**EXERCISE INPUT:**
Issue #1120, opened 2020-06-24
Need to clean up the WAGED persisted assignment state when no resources are on WAGED


jiajunwang:
During the migration test, we find an issue that the WAGED persisted assignment state is not cleaned up even when the resources are configured not to use the WAGED rebalancer. This causes a potential issue that if the cluster is migrated to WAGED and rolled back, then migrated again, the persisted state will impact the assignment so the first migration and second migration will have very different results.

And the side effect is that the assignment persistent state will never be cleaned up, which is a potential waste of resources.

PR #1123, opened 2020-06-26
Cleanup the persisted assignment state if no resource is on WAGED rebalancer.

jiajunwang:
### Issues

#1120

### Description

This is to prevent the WAGED rebalancer reads stale assignment records from the previous rebalance pipeline.
For example,
1. Resource A was the only resource. And it is rebalanced by WAGED, then we have a persisted assignment for A.
2. Resource A was reconfigured to using DelayedRebalancer, then we stop the WAGED rebalancer since there is no more resource using WAGED. So the persisted records are still in ZK.
3. Resource A is recreated and using WAGED again. In this case, the previous persisted assignment is no longer valid. We should treat A as a brand new resource instead of considering the stale assignment record.

Moreover, this change will help to clean up the ZK persisted data if no resource is using WAGED.

### Tests

TestAssignmentMetadataStore, TestWagedRebalancer

[INFO] Results:
[INFO] 
[ERROR] Failures: 
[INFO] 
[ERROR] Tests run: 1149, Failures: 1, Errors: 0, Skipped: 0
[INFO] 
[INFO] BUILD FAILURE
[INFO] Total time: 01:25 h
[INFO] Finished at: 2020-06-26T00:00:39-07:00

Rerun

[INFO] Tests run: 3, Failures: 0, Errors: 0, Skipped: 0, Time elapsed: 14.508 s - in org.apache.helix.integration.task.TestJobQueueCleanUp
[INFO] 
[INFO] Results:
[INFO] 
[INFO] 
[INFO] BUILD SUCCESS
[INFO] Total time: 23.728 s
[INFO] Finished at: 2020-06-26T00:01:34-07:00

### Commits

### Documentation (Optional)

### Code Quality

### DIFF
--- a/helix-core/src/main/java/org/apache/helix/controller/rebalancer/waged/AssignmentMetadataStore.java
+++ b/helix-core/src/main/java/org/apache/helix/controller/rebalancer/waged/AssignmentMetadataStore.java
@@ -27,10 +27,10 @@ import java.util.Map;
 import org.apache.helix.BucketDataAccessor;
 import org.apache.helix.HelixException;
 import org.apache.helix.HelixProperty;
-import org.apache.helix.zookeeper.datamodel.ZNRecord;
-import org.apache.helix.manager.zk.ZNRecordJacksonSerializer;
 import org.apache.helix.manager.zk.ZkBucketDataAccessor;
 import org.apache.helix.model.ResourceAssignment;
+import org.apache.helix.zookeeper.datamodel.ZNRecord;
+import org.apache.helix.zookeeper.datamodel.serializer.ZNRecordJacksonSerializer;
 import org.apache.helix.zookeeper.zkclient.exception.ZkNoNodeException;
 import org.apache.helix.zookeeper.zkclient.serialize.ZkSerializer;
 
@@ -70,7 +70,7 @@ public class AssignmentMetadataStore {
         _globalBaseline = splitAssignments(baseline);
       } catch (ZkNoNodeException ex) {
         // Metadata does not exist, so return an empty map
-        _globalBaseline = Collections.emptyMap();
+        _globalBaseline = new HashMap<>();
       }
     }
     return _globalBaseline;
@@ -85,7 +85,7 @@ public class AssignmentMetadataStore {
         _bestPossibleAssignment = splitAssignments(baseline);
       } catch (ZkNoNodeException ex) {
         // Metadata does not exist, so return an empty map
-        _bestPossibleAssignment = Collections.emptyMap();
+        _bestPossibleAssignment = new HashMap<>();
       }
     }
     return _bestPossibleAssignment;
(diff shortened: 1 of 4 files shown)


helix-core/src/main/java/org/apache/helix/controller/rebalancer/waged/AssignmentMetadataStore.java
```diff
@@ -70,7 +70,7 @@ protected AssignmentMetadataStore(BucketDataAccessor bucketDataAccessor, String
         _globalBaseline = splitAssignments(baseline);
       } catch (ZkNoNodeException ex) {
         // Metadata does not exist, so return an empty map
-        _globalBaseline = Collections.emptyMap();
+        _globalBaseline = new HashMap<>();
```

**EXERCISE DETAILS:**
The records need to be set down again without a single difference.

**EXERCISE SOLUTION:**
Issue #1120, opened 2020-06-24
Need to clean up the WAGED persisted assignment state when no resources are on WAGED


jiajunwang:
During the migration test, we find an issue that the WAGED persisted assignment state is not cleaned up even when the resources are configured not to use the WAGED rebalancer. This causes a potential issue that if the cluster is migrated to WAGED and rolled back, then migrated again, the persisted state will impact the assignment so the first migration and second migration will have very different results.

And the side effect is that the assignment persistent state will never be cleaned up, which is a potential waste of resources.

PR #1123, opened 2020-06-26
Cleanup the persisted assignment state if no resource is on WAGED rebalancer.

jiajunwang:
### Issues

#1120

### Description

This is to prevent the WAGED rebalancer reads stale assignment records from the previous rebalance pipeline.
For example,
1. Resource A was the only resource. And it is rebalanced by WAGED, then we have a persisted assignment for A.
2. Resource A was reconfigured to using DelayedRebalancer, then we stop the WAGED rebalancer since there is no more resource using WAGED. So the persisted records are still in ZK.
3. Resource A is recreated and using WAGED again. In this case, the previous persisted assignment is no longer valid. We should treat A as a brand new resource instead of considering the stale assignment record.

Moreover, this change will help to clean up the ZK persisted data if no resource is using WAGED.

### Tests

TestAssignmentMetadataStore, TestWagedRebalancer

[INFO] Results:
[INFO] 
[ERROR] Failures: 
[INFO] 
[ERROR] Tests run: 1149, Failures: 1, Errors: 0, Skipped: 0
[INFO] 
[INFO] BUILD FAILURE
[INFO] Total time: 01:25 h
[INFO] Finished at: 2020-06-26T00:00:39-07:00

Rerun

[INFO] Tests run: 3, Failures: 0, Errors: 0, Skipped: 0, Time elapsed: 14.508 s - in org.apache.helix.integration.task.TestJobQueueCleanUp
[INFO] 
[INFO] Results:
[INFO] 
[INFO] 
[INFO] BUILD SUCCESS
[INFO] Total time: 23.728 s
[INFO] Finished at: 2020-06-26T00:01:34-07:00

### Commits

### Documentation (Optional)

### Code Quality

### DIFF
--- a/helix-core/src/main/java/org/apache/helix/controller/rebalancer/waged/AssignmentMetadataStore.java
+++ b/helix-core/src/main/java/org/apache/helix/controller/rebalancer/waged/AssignmentMetadataStore.java
@@ -27,10 +27,10 @@ import java.util.Map;
 import org.apache.helix.BucketDataAccessor;
 import org.apache.helix.HelixException;
 import org.apache.helix.HelixProperty;
-import org.apache.helix.zookeeper.datamodel.ZNRecord;
-import org.apache.helix.manager.zk.ZNRecordJacksonSerializer;
 import org.apache.helix.manager.zk.ZkBucketDataAccessor;
 import org.apache.helix.model.ResourceAssignment;
+import org.apache.helix.zookeeper.datamodel.ZNRecord;
+import org.apache.helix.zookeeper.datamodel.serializer.ZNRecordJacksonSerializer;
 import org.apache.helix.zookeeper.zkclient.exception.ZkNoNodeException;
 import org.apache.helix.zookeeper.zkclient.serialize.ZkSerializer;
 
@@ -70,7 +70,7 @@ public class AssignmentMetadataStore {
         _globalBaseline = splitAssignments(baseline);
       } catch (ZkNoNodeException ex) {
         // Metadata does not exist, so return an empty map
-        _globalBaseline = Collections.emptyMap();
+        _globalBaseline = new HashMap<>();
       }
     }
     return _globalBaseline;
@@ -85,7 +85,7 @@ public class AssignmentMetadataStore {
         _bestPossibleAssignment = splitAssignments(baseline);
       } catch (ZkNoNodeException ex) {
         // Metadata does not exist, so return an empty map
-        _bestPossibleAssignment = Collections.emptyMap();
+        _bestPossibleAssignment = new HashMap<>();
       }
     }
     return _bestPossibleAssignment;
(diff shortened: 1 of 4 files shown)


helix-core/src/main/java/org/apache/helix/controller/rebalancer/waged/AssignmentMetadataStore.java
```diff
@@ -70,7 +70,7 @@ protected AssignmentMetadataStore(BucketDataAccessor bucketDataAccessor, String
         _globalBaseline = splitAssignments(baseline);
       } catch (ZkNoNodeException ex) {
         // Metadata does not exist, so return an empty map
-        _globalBaseline = Collections.emptyMap();
+        _globalBaseline = new HashMap<>();
```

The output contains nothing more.